PR #23, opened 2020-04-03
KO-344 Move initcontainer functionality into main go cmd

eldondevat:
This moves some of the bash into go, modifies relevant yamls, improves some
logging, and makes the webhook ignore failure, in a scenario where a customer
has failed to configure it properly.

Rather than using the kubernetes CA, it creates a self-signed CA. This removes potential points of failure if certain permissions are not available in a given kubernetes deployment

> From #9 
> @jimdickinson : can we keep this as a thing? not to use it by default, but as an escape hatch?
> 
> @respringer: Yeah, I was a bit nervous about removing this as well. I recommend we keep it around at least until we have done one release with the webhook being defaulted.


operator/cmd/manager/main.go
```diff
@@ -117,11 +133,19 @@ func main() {
 		os.Exit(1)
 	}
 
+	if err = ensureWebhookConfigVolume(cfg, namespace); err != nil {
+		log.Error(err, "Failed to ensure webhook volume")
+	}
+	if err = ensureWebhookCertificate(cfg, namespace); err != nil {
+		log.Error(err, "Failed to ensure webhook CA configuration")
```
jimdickinson, line 140: do we want to os.Exit(1) here like a lot of the scaffolded code does? and above too

tools/initcontainer/webhook_template.yaml
```diff
@@ -17,7 +17,7 @@ webhooks:
       path: /validate-cassandra-datastax-com-v1beta1-cassandradatacenter
     caBundle: AUTOMATICALLY_REPLACED_CA_BUNDLE
   admissionReviewVersions: ["v1beta1"]
-  failurePolicy: "Fail"
+  failurePolicy: "Ignore"
```
jimdickinson, line 20: 👍

hack/release/make-yaml-bundle.sh
```diff
@@ -21,7 +21,7 @@ echo '---' >> "$bundle"
 cat operator/deploy/crds/cassandra.datastax.com_cassandradatacenters_crd.yaml | yq r - >> "$bundle"
 
 echo '---' >> "$bundle"
-yq w operator/deploy/operator.yaml 'spec.template.spec.containers[0].image' 'datastax/cass-operator:1.0.0' >> "$bundle"
+yq w --doc 3 operator/deploy/operator.yaml 'spec.template.spec.containers[0].image' 'datastax/cass-operator:1.0.0' >> "$bundle"
```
....
What to work on
You are asked to transcribe the complete data exactly.

Written answer
PR #23, opened 2020-04-03
KO-344 Move initcontainer functionality into main go cmd

eldondevat:
This moves some of the bash into go, modifies relevant yamls, improves some
logging, and makes the webhook ignore failure, in a scenario where a customer
has failed to configure it properly.

Rather than using the kubernetes CA, it creates a self-signed CA. This removes potential points of failure if certain permissions are not available in a given kubernetes deployment

> From #9 
> @jimdickinson : can we keep this as a thing? not to use it by default, but as an escape hatch?
> 
> @respringer: Yeah, I was a bit nervous about removing this as well. I recommend we keep it around at least until we have done one release with the webhook being defaulted.


operator/cmd/manager/main.go
```diff
@@ -117,11 +133,19 @@ func main() {
 		os.Exit(1)
 	}
 
+	if err = ensureWebhookConfigVolume(cfg, namespace); err != nil {
+		log.Error(err, "Failed to ensure webhook volume")
+	}
+	if err = ensureWebhookCertificate(cfg, namespace); err != nil {
+		log.Error(err, "Failed to ensure webhook CA configuration")
```
jimdickinson, line 140: do we want to os.Exit(1) here like a lot of the scaffolded code does? and above too

tools/initcontainer/webhook_template.yaml
```diff
@@ -17,7 +17,7 @@ webhooks:
       path: /validate-cassandra-datastax-com-v1beta1-cassandradatacenter
     caBundle: AUTOMATICALLY_REPLACED_CA_BUNDLE
   admissionReviewVersions: ["v1beta1"]
-  failurePolicy: "Fail"
+  failurePolicy: "Ignore"
```
jimdickinson, line 20: 👍

hack/release/make-yaml-bundle.sh
```diff
@@ -21,7 +21,7 @@ echo '---' >> "$bundle"
 cat operator/deploy/crds/cassandra.datastax.com_cassandradatacenters_crd.yaml | yq r - >> "$bundle"
 
 echo '---' >> "$bundle"
-yq w operator/deploy/operator.yaml 'spec.template.spec.containers[0].image' 'datastax/cass-operator:1.0.0' >> "$bundle"
+yq w --doc 3 operator/deploy/operator.yaml 'spec.template.spec.containers[0].image' 'datastax/cass-operator:1.0.0' >> "$bundle"
```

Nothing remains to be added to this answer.